• TASK DETAILS: Throughout the entries below, report every line where "input" is found.
──────── RAW DATA
PR #2272, opened 2026-02-17
fix(files): improved path normalization on windows

nickvonkaenel:
Adds vim.api.nvim_win_is_valid() check before accessing window buffers to prevent errors when window IDs become invalid, such as with empty folders.

### DIFF
--- a/lua/mini/files.lua
+++ b/lua/mini/files.lua
@@ -1061,11 +1061,9 @@ MiniFiles.get_explorer_state = function()
   H.explorer_ensure_target_window(explorer)
   local windows = {}
   for _, win_id in ipairs(explorer.windows) do
-    if vim.api.nvim_win_is_valid(win_id) then
-      local buf_id = vim.api.nvim_win_get_buf(win_id)
-      local path = (H.opened_buffers[buf_id] or {}).path
-      table.insert(windows, { win_id = win_id, path = path })
-    end
+    local buf_id = vim.api.nvim_win_get_buf(win_id)
+    local path = (H.opened_buffers[buf_id] or {}).path
+    table.insert(windows, { win_id = win_id, path = path })
   end
 
   return {
@@ -2634,7 +2632,13 @@ end
 
 H.fs_normalize_path = function(path) return (path:gsub('/+', '/'):gsub('(.)/$', '%1')) end
 if H.is_windows then
-  H.fs_normalize_path = function(path) return (path:gsub('\\', '/'):gsub('([^/])/+', '%1/'):gsub('(.)[\\/]$', '%1')) end
+  H.fs_normalize_path = function(path)
+    path = path:gsub('\\', '/'):gsub('///+', '//')
+    local prefix = path:sub(1, 2)
+    local rest = path:sub(3):gsub('/+', '/'):gsub('/+$', '')
+    if prefix:match('%a:') then prefix = prefix .. '/' end
+    return prefix .. rest
+  end
 end
 
 H.fs_is_imaginary_path = function(path) return path:sub(-1) == '\000' end


echasnovski:
Thanks for the PR!

> ... to prevent errors when window IDs become invalid, such as with empty folders.

Could you please elaborate on this? How can I (and future test) reproduce this error?

nickvonkaenel:
Admittedly most of the time I get this error is due to an autocmd I set up on MiniFilesWindowUpdate which calls MiniFiles.get_explorer_state() but I believe this could happen in other situations.

Occasionally there will be an invalid window id and it causes an error. I noticed this mostly when working on Windows. You can ignore the empty folders comment, I did some more testing and I discovered that previewing files where you don't have read access causes the error consistently.

So to repro:
Use Windows (sorry)
Set up an autocmd on MiniFilesWindowUpdate that calls MiniFiles.get_explorer_state()
Try to preview a file like a system file where you don't have read access.

echasnovski:
> You can ignore the empty folders comment, I did some more testing and I discovered that previewing files where you don't have read access causes the error consistently.

I think this might be the culprit that is worth fixing.

'mini.files' already [does the check](https://github.com/nvim-mini/mini.nvim/blob/ca9adcfc4e796b292cc9072f4952318ef5a7f6c0/lua/mini/files.lua#L2310-L2311) of whether a file is readable, which I thought was enough.

As I don't have Windows access, could you please test on Windows for the file without read access:
- `:=vim.uv.fs_open('unreadable-file', 'r', 1)` . I think it should show `nil`.
- `:=vim.fn.filereadable('unreadable-file')` . I think it should show 0.

Also, could you try applying the following patch and see if it fixes the initial problem you have:

```diff
diff --git a/lua/mini/files.lua b/lua/mini/files.lua
index 331bead2..bee195e2 100644
--- a/lua/mini/files.lua
+++ b/lua/mini/files.lua
@@ -2305,6 +2305,9 @@ H.buffer_update_directory = function(buf_id, path, opts, is_preview)
 end
 
 H.buffer_update_file = function(buf_id, path, opts, _)
+  if vim.fn.filereadable(path) == 0 then
+    return H.set_buflines(buf_id, { '-No-access' .. string.rep('-', opts.windows.width_preview) })
+  end
   -- Work only with readable text file. This is not 100% proof, but good enough.
   -- Source: https://github.com/sharkdp/content_inspector
   local fd, width_preview = vim.loop.fs_open(path, 'r', 1), opts.windows.width_preview
```

nickvonkaenel:
vim.uv.fs_open('unreadable-file', 'r', 1) is returning nil and returning an operation not permitted string
vim.fn.filereadable('unreadable-file') is returning 1

The patch doesn't fix the problem. I don't think that early return there would fix the problem even if filereadable returned 0 correctly. I tried setting the compare value to 1 just to see and I still got the error.

echasnovski:
> vim.uv.fs_open('unreadable-file', 'r', 1) is returning nil and returning an operation not permitted string vim.fn.filereadable('unreadable-file') is returning 1
> 
> The patch doesn't fix the problem. I don't think that early return there would fix the problem even if filereadable returned 0 correctly. I tried setting the compare value to 1 just to see and I still got the error.

Hmm... Then I don't really see how the fact that the file is unreadable can result in this problem.

Anyway, it seems to me that a simple validation from this PR doesn't resolve the culprit of the problem. As I can not reproduce (maybe yet), I'd ask you to dig a bit deeper. Ideally, all windows in `explorer.windows` should always be valid. If this can be adjusted in this particular use case, that would be the best.

I'll also try to reproduce the issue.

nickvonkaenel:
Ok I dug further and found the culprit.

With preview enabled in C:/, hovering files like:
DumpStack.log.tmp
pagefile.sys
swapfile.sys

shows -No-fs-entry-, and trying to open them says they don’t exist. But they do exist, they’re just protected/locked by Windows.

In these cases vim.loop.fs_stat() returns nil, so fs_is_present_path() treats them as not present. That makes fs_get_type() return nil, which leads to -No-fs-entry-. Feels like we should distinguish:

truly missing: -No-fs-entry-

present but inaccessible: -No-access-

One fix that worked for me is: if fs_stat() fails on Windows, fall back to scanning the parent dir for the basename:

```lua
H.fs_is_present_path = function(path)
  if H.fs_is_imaginary_path(path) then return false end
  if vim.loop.fs_stat(path) ~= nil then return true end

  if H.is_windows then
    local parent = H.fs_get_parent(path)
    if not parent then return false end

    local base = H.fs_get_basename(path)
    local fs = vim.loop.fs_scandir(parent)
    if not fs then return false end

    while true do
      local name = vim.loop.fs_scandir_next(fs)
      if not name then break end
      if name == base then return true end
    end
  end

  return false
end
```

This also seemed related to the “invalid win_id” I was seeing: MiniFilesWindowUpdate can fire mid-refresh (called inside H.explorer_refresh_depth_window()), so explorer.windows isn’t necessarily stable if an integration calls get_explorer_state() right there. If that’s expected, maybe a MiniFilesRefreshComplete event at the end of H.explorer_refresh() would give integrations a safe point to do layout/state work without vim.schedule().

echasnovski:
> shows -No-fs-entry-, and trying to open them says they don’t exist. But they do exist, they’re just protected/locked by Windows.
> 
> In these cases vim.loop.fs_stat() returns nil, so fs_is_present_path() treats them as not present. That makes fs_get_type() return nil, which leads to -No-fs-entry-.

That is relatively strange. Could you please share what is the error part of `vim.loop.fs_stat(path)` for such paths?

> One fix that worked for me is: if fs_stat() fails on Windows, fall back to scanning the parent dir for the basename:

That is a bit too much of an adjustment. I'd rather declare as "known to not work" if that is the only solution. Maybe falling back to `vim.fn.filereadable()` could work? Could you please try the following patch and see if it fixes the issue for you:

```diff
diff --git a/lua/mini/files.lua b/lua/mini/files.lua
index 331bead2..424934b7 100644
--- a/lua/mini/files.lua
+++ b/lua/mini/files.lua
@@ -2638,6 +2638,11 @@ end
 H.fs_is_imaginary_path = function(path) return path:sub(-1) == '\000' end
 
 H.fs_is_present_path = function(path) return vim.loop.fs_stat(path) ~= nil and not H.fs_is_imaginary_path(path) end
+if H.is_windows then
+  H.fs_is_present_path = function(path)
+    return (vim.loop.fs_stat(path) ~= nil or vim.fn.filereadable(path) == 1) and not H.fs_is_imaginary_path(path)
+  end
+end
 
 H.fs_child_path = function(dir, name) return H.fs_normalize_path(string.format('%s/%s', dir, name)) end
 
```

echasnovski:
Also, after looking around for `libuv` issues, could you please share the `libuv` and Windows versions on your machine? Execute `:=vim.uv.version_string()` to see the `libuv` version.

nickvonkaenel:
I'm on Windows 11, libuv 1.51.0

I tried your patch and it still shows displays no-fs-entry for those specific files.

vim.loop.fs_stat returns:

```
nil
"ENOENT: no such file or directory: C:\\swapfile.sys"
"ENOENT"
```

nickvonkaenel:
Ok actually I just noticed something weird kinda by accident

vim.loop.fs_stat('C:\\swapfile.sys') returns nil as shown above

vim.loop.fs_stat('C:\\\\swapfile.sys') returns this:

```
{
  atime = {
    nsec = 578239700,
    sec = 1771430020
  },
  birthtime = {
    nsec = 390903900,
    sec = 1753380132
  },
  blksize = 4096,
  blocks = 32768,
  ctime = {
    nsec = 578239700,
    sec = 1771430020
  },
  dev = 43224006,
  flags = 0,
  gen = 0,
  gid = 0,
  ino = 2.8147497674633e+14,
  mode = 33206,
  mtime = {
    nsec = 578239700,
    sec = 1771430020
  },
  nlink = 1,
  rdev = 0,
  size = 16777216,
  type = "file",
  uid = 0
}

```

If I do the same thing on a normal file in the C directory, it returns valid info regardless of how many backslashes I add. So I think maybe the issue is we aren't adding the proper amount of backslashes to the file paths and this is handled fine for most files but causes issues on others!

Edit: github is formatting my backslashes for some reason. I'm actually escaping them properly doing two then four in my tests.

nickvonkaenel:
Ok I just confirmed that this fixes the issue and properly returns no access for those files. Not suggesting this as an actual fix but it points to a possible solution
```lua

if H.is_windows then
  H.fs_is_present_path = function(path)
    path = path:gsub('/', '\\')
    path = path:gsub(':\\', ':\\\\')
    return (vim.loop.fs_stat(path) ~= nil or vim.fn.filereadable(path) == 1) and not H.fs_is_imaginary_path(path)
  end
end

```

echasnovski:
> I'm on Windows 11, libuv 1.51.0
> 
> I tried your patch and it still shows displays no-fs-entry for those specific files.
> 
> vim.loop.fs_stat returns: ... `ENOENT`

That is very strange. As in it should either already be resolved on 1.51.0 (libuv/libuv#4566) or a `libuv` issue (I haven't seen it associated with `ENOENT` error).

> vim.loop.fs_stat('C:\swapfile.sys')

This treats the `\s` as a single character in Lua. It has to be `'C:\\swapfile.sys'` if you want to insert literal `\` after `:`.

All paths in 'mini.files' [are normalized](https://github.com/nvim-mini/mini.nvim/blob/dbb073bd2ed4a7bb35daafc7989567f0ff1426ee/lua/mini/files.lua#L2633-L2636) to use forward slashes, though. Could you check which *exactly* path 'mini.files' uses in this case? Adding logging with something like `table.insert(_G.log, path)` in proper place with one extra `_G.log = {}` is what I usually do (except with ['mini.misc' `log_xxx()` functions](https://nvim-mini.org/mini.nvim/doc/mini-misc.html#minimisc.log_add)).

For example, what is the exact input for `H.fs_is_present_path()` for what should be `C:\\swapfile.sys` file? Maybe 'mini.files' normalizes it in the wrong way.

echasnovski:
> Ok I just confirmed that this fixes the issue and properly returns no access for those files.

That is nice. Could you please follow the suggestion in my previous comment and show what is the `path` exactly? This sounds like a path normalization issue.

And after that please check if dropping `vim.fn.filereadable(path) == 1` would still work after making `path:gsub('/', '\\'):path:gsub(':\\', ':\\\\')` adjustments?

nickvonkaenel:
> This treats the \s as a single character in Lua. It has to be 'C:\\swapfile.sys' if you want to insert literal \ after :.

I understand. That is what I wrote, for some reason the github changed it (I made an edit to point it out)

So to be clear:

```lua
vim.loop.fs_stat('C:\\swapfile.sys') -- returns nil

vim.loop.fs_stat('C:\\\\swapfile.sys') -- returns a table
```

The path is being passed in as
C:/swapfile.sys

so it is normalized with forward slashes but only one.

> And after that please check if dropping vim.fn.filereadable(path) == 1 would still work after making path:gsub('/', '\\'):path:gsub(':\\', ':\\\\') adjustments?

I can confirm that it still works without vim.fn.filereadable with these adjustments

TheLeoP:
I managed to reproduce the original issue, but I'm seeing differences on how `mini.files` behaves on my Windows installation regarding future comments.

With the configuration

```lua
require("mini.files").setup {
  windows = {
    preview = true,
  },
}

  callback = function()
    MiniFiles.get_explorer_state()
  end,
})
```

doing `cd C:/` and hovering `swapfile.sys` `mini.files` correctly recognizes that the file does exists and that I do not have access to read it

image

(there seems to be an issue regarding how the title is shown, probably because Windows absolute paths start with a letter, instead of `/`. I think I also found a similar issue regarding `MiniFiles.open()`, but I'll look into it and open a separated issue later)

If I then use the `h` keybind I get the error mentioned in the description of the PR

image

Regarding the issue with `fs_stat`, I can confirm that `vim.uv.fs_stat('C:/swapfile.sys')` returns `nil` and `ENOENT: no such file or directory` as an error. However, it doesn't seem to be a matter of forward slashes vs backslashes since `vim.uv.fs_stat('C://swapfile.sys')` returns the correct stat table just like the version with a double backslash at the beginning. As I said before, I personally don't know if this is related to the original error as I don't even see the`-No-fs-entry-` also mentioned

echasnovski:
> So to be clear:
> 
> ```lua
> vim.loop.fs_stat('C:\\swapfile.sys') -- returns nil
> 
> vim.loop.fs_stat('C:\\\\swapfile.sys') -- returns a table
> ```
> 
> The path is being passed in as C:/swapfile.sys

Okay, so it might be a path normalization issue. Which is a bit weird, since [specs for Windows path](https://learn.microsoft.com/en-us/dotnet/standard/io/file-path-formats) all show that `C:\something` is a fully valid path.

@nickvonkaenel, does the following patch specifically for normalization (i.e. no other changes applied to 'lua/mini/files.lua') fix the issue and doesn't introduce new ones:

```diff
diff --git a/lua/mini/files.lua b/lua/mini/files.lua
index 331bead2..1d493919 100644
--- a/lua/mini/files.lua
+++ b/lua/mini/files.lua
@@ -2632,7 +2632,9 @@ end
 
 H.fs_normalize_path = function(path) return (path:gsub('/+', '/'):gsub('(.)/$', '%1')) end
 if H.is_windows then
-  H.fs_normalize_path = function(path) return (path:gsub('\\', '/'):gsub('([^/])/+', '%1/'):gsub('(.)[\\/]$', '%1')) end
+  H.fs_normalize_path = function(path)
+    return (path:gsub('\\', '/'):gsub('([^/])/+', '%1/'):gsub('^(%a:)/([^/])', '%1//%2'):gsub('(.)[\\/]$', '%1'))
+  end
 end
 
 H.fs_is_imaginary_path = function(path) return path:sub(-1) == '\000' end
```

---

@TheLeoP, as I don't have Windows, could you also please take a deeper dive here and in the other issue you noticed?

TheLeoP:
As far as I can tell, the issue comes from the fact that the root path `C:/` is being normalized as `C:/C:`, so 

https://github.com/nvim-mini/mini.nvim/blob/ca9adcfc4e796b292cc9072f4952318ef5a7f6c0/lua/mini/files.lua#L2669

returns `false` and `mini.files` tries to go up a directory, failing to do so. I even think that the lack of access to a file is a red hearing, as I can reproduce the original issue without hovering such a file.

This happens because

https://github.com/nvim-mini/mini.nvim/blob/ca9adcfc4e796b292cc9072f4952318ef5a7f6c0/lua/mini/files.lua#L2634-L2636

normalizes `C:\\` as `C:` (removing the trailing slash because of the pattern in the last `:gsub('(.)[\\/]$', '%1')`, which doesn't happen for Linux because `/` does not match the equivalent `gsub('(.)/$', '%1')`) which isn't recognized as the top level directory and then gets expanded to `C:/C:`.

Removing the last `gsub` (as a proof of concept, because it should be fixed instead to work in all cases) does indeed remove the issue for me @echasnovski

TheLeoP:
@nickvonkaenel could you check if #2277 fixes your issues?

nickvonkaenel:
@TheLeoP You are definitely on to something there, as that does fix the issue. I think there needs to be a more robust function like you mentioned because there are other bugs that present due to the change, for example:

```lua
E5108: Lua: (mini.files) `branch` contains not a parent-child pair: "C:/" and "C:///test.txt"
stack traceback:
	[C]: in function 'error'
	...vim-data\site\pack\core\opt\mini.nvim/lua/mini/files.lua:2896: in function 'error'
	...vim-data\site\pack\core\opt\mini.nvim/lua/mini/files.lua:2888: in function 'validate_branch'
	...vim-data\site\pack\core\opt\mini.nvim/lua/mini/files.lua:1112: in function 'set_branch'
	...vim-data\site\pack\core\opt\mini.nvim/lua/mini/files.lua:1004: in function 'reveal_cwd'
```

TheLeoP:
Thanks for the feedback! @nickvonkaenel Could you give some more details on how you got that new error? Are you using #2277 or the temporary fix I mentioned in my comment?

---

Regarding the previous discussion about `swapfile.sys`, I can't find any official documentation about it, but, empirically, I found that it seems to be a special file specifically located in the path `C://swapfile.sys` and not the path `C:/swapfile.sys`.

nickvonkaenel:
I can get the new error with your change by running
```lua
MiniFiles.open(vim.api.nvim_buf_get_name(0), false)
```
with one of the files in the C:/ directory open

I made an AI slop robust function and this fixes all the errors. I can try to make something that's less lines of code once I have time if that helps.
```lua
if H.is_windows then
  H.fs_normalize_path = function(path)
    if type(path) ~= 'string' or path == '' then return path end

    -- 1) Normalize separators
    path = path:gsub('\\', '/')

    -- 2) Extended-length / device paths (keep the prefix exactly)
    --    \\?\C:\foo  -> //?/C:/foo
    --    \\.\COM1    -> //./COM1
    if path:sub(1, 4) == '//?/' or path:sub(1, 4) == '//./' then
      local prefix = path:sub(1, 4)
      local rest = path:sub(5)
      -- collapse slashes in rest
      rest = rest:gsub('/+', '/')
      -- strip trailing slash unless the rest is empty (just the prefix)
      if rest ~= '' then rest = rest:gsub('/+$', '') end
      return prefix .. rest
    end

    -- 3) UNC paths (must keep the initial double slash)
    --    \\server\share -> //server/share
    if path:sub(1, 2) == '//' then
      local rest = path:sub(3)
      rest = rest:gsub('^/+', '') -- don't allow more than 2 leading slashes total
      rest = rest:gsub('/+', '/')
      rest = rest:gsub('/+$', '')
      return '//' .. rest
    end

    -- 4) Drive-letter paths
    -- Absolute:  C:\Users -> C:/Users
    -- Root:      C:\ or C:// -> preserve root form
    -- Relative:  C:foo  (leave as C:foo, but still normalize slashes inside)
    if path:match('^[A-Za-z]:') then
      local drive = path:sub(1, 2) -- "C:"
      local rest = path:sub(3) -- includes whatever after "C:"

      -- If it looks absolute/rooted (next char was a slash), keep exactly one slash
      if rest:sub(1, 1) == '/' then
        -- preserve "C://..." (if user provided multiple slashes right after the colon)
        local m = rest:match('^(/*)')
        local lead = m or '/'
        local tail = rest:sub(#lead + 1)

        tail = tail:gsub('/+', '/') -- collapse internal doubles
        -- trailing slash rules: keep drive root slashes, strip otherwise
        if tail == '' then
          return drive .. lead -- e.g. "C:/" or "C://"
        else
          tail = tail:gsub('/+$', '')
          return drive .. lead .. tail
        end
      else
        -- Relative drive path (C:foo). Normalize inside but don't invent a slash.
        rest = rest:gsub('/+', '/')
        rest = rest:gsub('/+$', '')
        return drive .. rest
      end
    end

    -- 5) Posix-ish paths
    -- Preserve leading "/" (root), collapse duplicates, strip trailing unless root.
    local is_root = (path == '/') or (path:match('^/+$') ~= nil)
    if is_root then return '/' end

    local leading = path:sub(1, 1) == '/' and '/' or ''
    local rest = leading == '/' and path:sub(2) or path

    rest = rest:gsub('/+', '/')
    rest = rest:gsub('/+$', '')

    return leading .. rest
  end
end
```

TheLeoP:
> I can get the new error with your change by running
> 
> ```lua
> MiniFiles.open(vim.api.nvim_buf_get_name(0), false)
> ```

Sadly, I can't reproduce your new issue. For me, `mini.files` explorer is open normally when doing that

nickvonkaenel:
> > I can get the new error with your change by running
> > ```lua
> > MiniFiles.open(vim.api.nvim_buf_get_name(0), false)
> > ```
> 
> Sadly, I can't reproduce your new issue. For me, `mini.files` explorer is open normally when doing that

Interesting. Are you on 0.12? I get this error if I remove any one of the gsub calls

nickvonkaenel:
> > I can get the new error with your change by running
> > ```lua
> > MiniFiles.open(vim.api.nvim_buf_get_name(0), false)
> > ```
> 
> Sadly, I can't reproduce your new issue. For me, `mini.files` explorer is open normally when doing that

Actually try this:
```lua
MiniFiles.open(vim.api.nvim_buf_get_name(0), false)
MiniFiles.reveal_cwd()
```

nickvonkaenel:
I've changed this PR to reflect the root cause of the issue and also committed my solution for the issue.

```lua
if H.is_windows then
  H.fs_normalize_path = function(path)
    path = path:gsub('\\', '/'):gsub('///+', '//')
    local prefix = path:sub(1, 2)
    local rest = path:sub(3):gsub('/+', '/'):gsub('/+$', '')
    if prefix:match('%a:') then prefix = prefix .. '/' end
    return prefix .. rest
  end
end
```
This new function handles UNC and Extended-length paths (starting with //) and also gives improved behavior with forward slashes after drive letters. I've tested it and it's resolved all of my issues.

echasnovski:
Thank you both for taking a closer look!

As far as I understand, the summary for problematic Windows path normalization is:
- For `C://` path it should preserve trailing slash(es). All of [this](https://github.com/nvim-mini/mini.nvim/pull/2272#issuecomment-3931219484), #2277, and built-in `vim.fs.normalize()` result in `C:/`.
- The `C://file` should be `C://file`.
- The `C:///file` should reduce the number of slashes. Probably, to `C://file`.
- It should not matter whether `/` or `\` is used.

The hypothetical questions is: should `C:/file` (one slash) be normalized as `C://file`? My hope and general logic says "no". Plus Neovim's `vim.fs.fnamemodify(path, ':p')` and later `vim.fs.abspath()` might already result in paths with `C:\\` and not `C:\`.

The current implementation in this PR does always ensure `C://` even if the input starts only with `C:/`.

---

Taking into account that `:` is a not supported filename character on Windows, I have a possibly more concise solution.

```diff
diff --git a/lua/mini/files.lua b/lua/mini/files.lua
index 331bead2..78b8f185 100644
--- a/lua/mini/files.lua
+++ b/lua/mini/files.lua
@@ -2632,7 +2632,9 @@ end
 
 H.fs_normalize_path = function(path) return (path:gsub('/+', '/'):gsub('(.)/$', '%1')) end
 if H.is_windows then
-  H.fs_normalize_path = function(path) return (path:gsub('\\', '/'):gsub('([^/])/+', '%1/'):gsub('(.)[\\/]$', '%1')) end
+  H.fs_normalize_path = function(path)
+    return (path:gsub('\\', '/'):gsub('([^/:])/+', '%1/'):gsub('([^:])/+$', '%1'):gsub('^(%a):/+([^/])', '%1://%2'))
+  end
 end
 
 H.fs_is_imaginary_path = function(path) return path:sub(-1) == '\000' end
```

@nickvonkaenel and @TheLeoP, could you please test this approach and see if it fixes the issues you separately found?

---

Side notes:
- 'mini.files' does not use `vim.fs.normalize` for better performance.
- All online documentation says that `C:/file` should work just fine and there should be no need for `C://file` (which is somewhat incorrect even). So maybe this is partially a `libuv` issue and forcing `C://` in file paths is wrong and only `C://` -> `C:/` should be taken into account.

    I would appreciate also testing the variant of the above patch with `gsub('^(%a):/+([^/])', '%1:/%2')` as the last `gsub`. I.e. to ensure a `/` and not `//` as the volume prefix.

TheLeoP:
>  could you please test this approach and see if it fixes the issues you separately found?

If fixes all of the issues I found. It even (maybe unintentionally?) solves the issue @nickvonkaenel mentioned about `MiniFiles.reveal_cwd()` (that is also an issue with #2277).

> I would appreciate also testing the variant of the above patch with `gsub('^(%a):/+([^/])', '%1:/%2')` as the last `gsub`. I.e. to ensure a `/` and not `//` as the volume prefix.

I'm seeing the error that I mentioned in https://github.com/nvim-mini/mini.nvim/pull/2277#issuecomment-3930589118 with this change. I also realized that it only happens if the explorer gets in a state where `explorer.branch` looks like `{ "C://", "C:/vfcompat.dll" }` (the root must have 2 trailing slashes for the error to happen), the cursor is moved on top of a files that requires `C://` and then on top of a file that doesn't require it. I can reliably get the explorer to said state by ` :lua MiniFiles.open('C:/vfcompat.dll')` where `vfcompat.dll` is any file under `C:/` that does not require `C://` (weirdly enough).

It also doesn't solve the issue with `MiniFiles.reveal_cwd()` because

https://github.com/nvim-mini/mini.nvim/blob/b70d9f932240b69be98ac46f1056581825ed0523/lua/mini/files.lua#L2881

has the values

```
┆H.validate_branch#for┆ ╎(parent .. '/' .. child:match('[^/]+$'))╎: "C://$Recycle.Bin"
┆H.validate_branch#for┆ ╎res[i] ╎: "C:/$Recycle.Bin"
```

which do not match unless `C:/` is always normalized to `C://`. My guess is that that's not the intention of the code, but I don't fully understand the intended logic, so I may be wrong.

---

> So maybe this is partially a libuv issue and forcing C:// in file paths is wrong and only C:// -> C:/ should be taken into account.

That may be true. My empirical conclusion that certain files require `C://` came from the fact that `:edit` autocompleted them only for `C://` and not for `C:/` (and it also only gave a permission warning when trying to open them with `C://`). But Neovim may be indeed using libuv under the hood to handle file system access on the C side (?

`:e c:/`, some files do not show up

image

`:e c://` all of the files that (I think) require `C://` do show up

image

nickvonkaenel:
I can confirm what @TheLeoP is reporting. The function you provided works for me, but if I change the last gsub function then there is an error with reveal_cwd / validate_branch and 'branch contains not a parent-child pair'

echasnovski:
Thank you both! I'll fix it soon-ish with some additional testing to ensure that this behavior on Windows persists.

echasnovski:
All right. I've update `main` branch to follow Windows path normalization on Windows as in [this comment](https://github.com/nvim-mini/mini.nvim/pull/2272#issuecomment-3933044987). It required a couple of tweaks (mostly because this *does* look like not a standard way of normalizing paths, since current directory uses `C:\dir` notation). Plus there is now a (first of its kind) test of internal helper: mostly to document this conversation and make the future changes at least more educated.

@nickvonkaenel and @TheLeoP, huge thanks to you both for helping me debug this! Let's hope this change won't trigger some other problems down the road.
────────────────
• FINISHED EXERCISE:
For example, what is the exact input for `H.fs_is_present_path()` for what should be `C:\\swapfile.sys` file? Maybe 'mini.files' normalizes it in the wrong way.
The current implementation in this PR does always ensure `C://` even if the input starts only with `C:/`.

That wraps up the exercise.